The ACF can be used to identify trends in data and the influence of previously observed values on a current observation. The applications of the ACF are broad but most notably can be used for signal processing, weather forecasting, and securities analysis. Sometimes, you can even discover hidden trends that are anything but intuitive!
TL;DR – Finding the autocorrelation in Python for Time Series data is easy when using the statsmodels plot_acf
function as such:
import pandas as pd from matplotlib import pyplot as plt from statsmodels.graphics.tsaplots import plot_acf # Have some time series data (via pandas) data = pd.read_csv('time-series.csv') # Select relevant data, index by Date >>> data = data[['Date', 'Observations']].set_index(['Date']) # Calculate the ACF (via statsmodel) >>> plot_acf(data) # Show the data as a plot (via matplotlib) plt.show()
Introduction
Autocorrelation, also called serial correlation, is used by stock traders, meteorologists, chemists, and more to forecast future values given historic Time Series data. That’s a crucial aspect of calculating both autocorrelation and partial autocorrelations—previous data. This type of regressive analysis is used to help predict future prices within a confidence interval (typically 95%) and relates a current value to previous ones.
Autocorrelation estimates the influence of all past observed values on the currently observed value. This differs from partial autocorrelation in which only a single past observed value is measured for influence on the currently observed value.
Calculating Autocorrelation in Python
Learning how to find the autocorrelation in Python is simple enough, but with some extra consideration, we’ll see how and where this function can be applied and where and when it might fall short. First, let’s go over some quick definitions:
- Lag – the number of previous observations measured during autocorrelation.
- Positive Correlation – A relationship where one value’s increase predicts an increase in another.
- Negative Correlation – A relationship where one value’s increase predicts a decrease in another.
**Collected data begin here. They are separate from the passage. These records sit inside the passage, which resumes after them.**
PR #1058, opened 2017-12-21
Update Trainer (Practice) bots, trainer=1 objects, and TargetBot

Emxx52:
1. Changed _Trainer_ and _trainer=1_ bots:
   - _TrackedTrainer_, _WingedTrainer_, _LeggedTrainer_ full implementation;
   - _PracticeBot_ is now an alias for _WheeledTrainer_, _TrackedTrainer_, _WingedTrainer_, or _LeggedTrainer_;
   - new models
2. Added _trainer=1_ buildings (i.e. _BotFactory_, _ResearchCenter_);
3. _TargetBot_ research;
4. _Amphibious_ and _Heavy_ trainer bots;


krzys-h:
Sorry that I didn't have time to follow what was goimg on with rhis on Slack, but you gave a general :+1: from me on these changes. A few questions though:
1. What exactly changed about trainer=1? I see you are using GetTrainer() in a lot of places. From a quick look it seems that it changes something in the models, if so some screenshots in a PR like that would be nice.
2. You should at least mention that these changes require a different branch from data (or even make a PR there and link it here)
3. trainer=1 for buildings - :+1:
4. What do we need Amphibious and BigTracked for? I can see uses for the other ones, but not for these. Amphibious is just Subber and BigTracked is essentialy jest Tracked, there is no reason to use the big version.
5. TargetBot research - I'm pretty sure I saw a mention of what this could be used for but I can't remember exactly. Isn't a research for that an overkill though?

src/level/parser/parserparam.cpp
```diff
@@ -339,6 +339,10 @@ ObjectType CLevelParserParam::ToObjectType(std::string value)
     if (value == "Portico"           ) return OBJECT_PORTICO;
     if (value == "SpaceShip"         ) return OBJECT_BASE;
     if (value == "PracticeBot"       ) return OBJECT_MOBILEwt;
```
krzys-h: This should seriously change to be the 'alias', but it seems impossible without breaking levels. How about at least a warning for the sake of 'unification'?

src/object/object_type.h
```diff
@@ -133,6 +133,7 @@ enum ObjectType
     OBJECT_MOBILEtb         = 221,  //!< TrackedBuilder
     OBJECT_MOBILEfb         = 222,  //!< WingedBuilder
     OBJECT_MOBILEib         = 223,  //!< LeggedBuilder
+    OBJECT_MOBILEpr         = 224,  //!< PracticeBot (alias)
```
krzys-h: If you seriously have to add an object type that does nothing and is used just as an alias (and I see no better option of doing it), at least make it stand out so that nobody tries to use it as object type. Maybe add ALIAS to the name and give it some big (or negative even) numeric value?

src/script/cbottoken.cpp
```diff
@@ -210,6 +214,9 @@ std::string GetHelpFilename(ObjectType type)
     if ( type == OBJECT_MOBILErs    )  helpfile = "object/botshld";
     if ( type == OBJECT_MOBILEsa    )  helpfile = "object/botsub";
     if ( type == OBJECT_MOBILEwt    )  helpfile = "object/bottr";
+    if ( type == OBJECT_MOBILEtt    )  helpfile = "object/bottr";
+    if ( type == OBJECT_MOBILEft    )  helpfile = "object/bottr";
+    if ( type == OBJECT_MOBILEit    )  helpfile = "object/bottr";
```
krzys-h: Missing a help filename for OBJECT_MOBILEpr

src/script/scriptfunc.cpp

- Confidence Interval – A calculated range of values in which would likely contain an unknown value for sampled data.
- Confidence Level – Probability a confidence interval will contain an observed value.
Understanding these terms is not essential to creating an autocorrelation plot in Python but will greatly improve our ability to interpret that plot! In this article, we’ll use the statsmodel
library’s plot_acf function to analyze time-series data and plot the autocorrelation function. We’ll be using Pandas
, Statsmodel
, matplotlib
, and—of course—Python!
Note: For a deeper, more mathematical-oriented, discussion of how to calculate autocorrelation values I suggest reading this article. Our discussion here will not touch on the finer points of calculating the ACF function and more on the visual representation and interpretation.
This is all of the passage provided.